Blood and urine tests look for M-protein, the abnormal antibody produced by malignant plasma cells. M-protein levels are generally lower in plasmacytoma than in Multiple Myeloma. Testing also includes a complete metabolic panel to assess organ function, checking for systemic involvement like elevated calcium or impaired kidney function. A bone marrow biopsy is mandatory to ensure the disease is truly localized. Plasmacytoma diagnosis requires the bone marrow to contain less than 10% abnormal plasma cells, confirming the absence of widespread infiltration.
Therapeutic Approaches
Treatment for localized plasmacytoma is typically approached with curative intent. Radiation therapy is the primary modality for both Solitary Bone Plasmacytoma (SBP) and Extramedullary Plasmacytoma (EMP). Plasma cell tumors are highly sensitive to radiation, and localized radiotherapy aims to destroy tumor cells while sparing surrounding healthy tissue.
The standard radiation dose for effective local control is typically 40 to 50 Gray (Gy), administered over several weeks. This localized treatment achieves a high rate of local control, often above 80%, for both bone and soft tissue tumors, resulting in a lasting cure for many patients.
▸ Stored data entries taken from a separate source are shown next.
PR #2237, opened 2023-04-17
Fix handling of folder_exclude_patterns in projects

### LINKED ISSUE #2171: Missing diagnostics due to "folder_exclude_patterns" with multiple project folders
**Describe the bug**
A recent change has caused error messages to no longer get highlighted in my project. After some fiddling (with help on Discord) I figured out that I had a `"folder_exclude_patterns"` set in my Project settings. This was for a subfolder that was added as a separate project folder:

```json
{
    "folders":
    [
        {
            "path": "my-project",
            "folder_exclude_patterns": ["frontend"],
        },
        {
            "path": "my-project/frontend",
            "name": "my-project/frontend",
        },
    ],
    // ...
}
```
As a result, errors reported by LSP-typescript and LSP-eslint within the `my-project/frontend` directory were being ignored and not rendered in my editor.

Note: I added the redundant frontend project folder a while ago because LSP-eslint needs the .eslintrc file to be found inside a project folder root. I then added the `"folder_exclude_patterns"` so I don't get duplicate entries in the ctrl+p file search.

**Expected behavior**
Errors should be reported for any folder listed in the project folders setting.

- OS: Linus Mint 21.1
 - LSP: 1.21.0
 - Sublime Text: 4143
 - eslint, typescript (also pyright and a few others but not in this sub project)

rchl:
ProjectFolders now holds a mapping of `folder_exclude_patterns` matching each of the workspace `folders`. This way we can do more targeted check to know whether path is not ignored in at least one of the folders.

I think this logic might be a bit hard to wrap the head around and not sure if the design of that fix is good.

Fixes #2171

### DIFF
--- a/plugin/core/workspace.py
+++ b/plugin/core/workspace.py
@@ -69,7 +69,6 @@ class ProjectFolders(object):
             return
         for i, folder in enumerate(project_data.get('folders', [])):
             exclude_patterns = []
-            self._folders_exclude_patterns.append(exclude_patterns)
             # Use canoncial path from `window.folders` rather than potentially relative path from project data.
             path = folders[i]
             for pattern in folder.get('folder_exclude_patterns', []):
@@ -80,6 +79,7 @@ class ProjectFolders(object):
                 else:
                     exclude_patterns.append(sublime_pattern_to_glob('//' + pattern, True, path))
                     exclude_patterns.append(sublime_pattern_to_glob('//**/' + pattern, True, path))
+            self._folders_exclude_patterns.append(exclude_patterns)
 
     def update(self) -> bool:
         new_folders = self._window.folders()
--- a/plugin/core/workspace.py
+++ b/plugin/core/workspace.py
@@ -106,7 +106,7 @@ class ProjectFolders(object):
                 continue
             exclude_patterns = self._folders_exclude_patterns[i]
             is_excluded = matches_pattern(file_path, exclude_patterns)
-            if is_excluded:
+            if not is_excluded:
                 break
         return is_excluded
 
--- a/plugin/core/workspace.py
+++ b/plugin/core/workspace.py
@@ -1,5 +1,7 @@
 from .protocol import WorkspaceFolder as LspWorkspaceFolder
 from .types import diff
+from .types import matches_pattern
+from .types import sublime_pattern_to_glob
 from .typing import Any, List, Union
 from .url import filename_to_uri
 import sublime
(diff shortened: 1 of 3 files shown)


plugin/core/workspace.py
```diff
@@ -56,9 +58,32 @@ class ProjectFolders(object):
...
+    def _update_exclude_patterns(self, folders: List[str]) -> None:
+        self._folders_exclude_patterns = []
+        project_data = self._window.project_data()
+        if not isinstance(project_data, dict):
+            return
+        for i, folder in enumerate(project_data.get('folders', [])):
+            exclude_patterns = []
+            self._folders_exclude_patterns.append(exclude_patterns)
+            # Use canoncial path from `window.folders` rather than potentially relative path from project data.
+            path = folders[i]
```
jwortmann, line 74: I haven't tested it, but what is this `folders` variable? Should it be `self.folders`?

Also could you move the `self._folders_exclude_patterns.append(exclude_patterns)` line to the end; I'm always unsure for which data structures Python treats variables by reference if you modify them later, and reordering those lines would make the logic clearer.

jwortmann:
Could you explain in a nutshell how does this fix the linked issue? From a quick look, it seems to me that it does the same as before, just with additional caching instead of calling the API functions each time. Because in the `includes_excluded_path` function, the loop still `break`s when a pattern matches and then returns `True`. The bug report is about the situation when a pattern matches for a particular folder, but in the project data this same folder is listed another time again later, so that we actually would need to ignore this match. (I might be wrong because I haven't tested)

plugin/core/workspace.py
rchl: `folders` is `self.folders` but it's passed as an argument to this function rather than accessed directly as I feel that improves the clarity in regards to the timing/order of when `self.folders` is updated relative to these patterns being update. In other words, if this code would access `self.folders` directly then I feel it would be easier to make a mistake of running this code before `self.folders` is updated.

rchl:
> Could you explain in a nutshell how does this fix the linked issue? From a quick look, it seems to me that it does the same as before, just with additional caching instead of calling the API functions each time. Because in the `includes_excluded_path` function, the loop still `break`s when a pattern matches and then returns `True`. The bug report is about the situation when a pattern matches for a particular folder, but in the project data this same folder (or subfolder) is listed another time again later, so that we actually would need to ignore this match. (I might be wrong because I haven't tested)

Surgery is reserved for specific situations, not as a routine primary treatment. For SBP, intervention may be required to stabilize a bone at high risk of fracture or to relieve nerve compression, particularly in the spine. For EMP, surgery may remove the tumor if it is easily accessible and necessary to restore function, such as clearing an obstructed airway.
Systemic therapies, such as chemotherapy or novel agents, are generally not used as first-line treatment for localized plasmacytoma. These treatments are reserved for cases where the tumor is very large, the disease shows signs of progression, or if high-risk features exist. Combining radiation with systemic agents may improve the time before the disease progresses to Multiple Myeloma.
The Connection to Multiple Myeloma
Plasmacytoma is a localized form of plasma cell cancer existing on a spectrum with Multiple Myeloma (MM), a systemic plasma cell malignancy. The primary concern after successful local treatment is the risk of progression to widespread MM over time. This occurs because the malignant plasma cell clone, though initially localized, may eventually spread throughout the bone marrow.
The risk of progression is significantly higher for SBP than for EMP. Up to 65% to 84% of SBP patients may progress to MM within 10 years, requiring long-term vigilance. Extramedullary plasmacytoma carries a lower risk, with 25% to 35% of EMP cases developing into MM over the same period.
Given this substantial risk, patients require regular and lifelong follow-up monitoring after treatment. Surveillance typically involves periodic blood and urine tests to monitor M-protein levels. It also includes an annual imaging scan to detect any new bone or soft tissue lesions. The goal is to identify signs of transformation to MM at the earliest possible stage.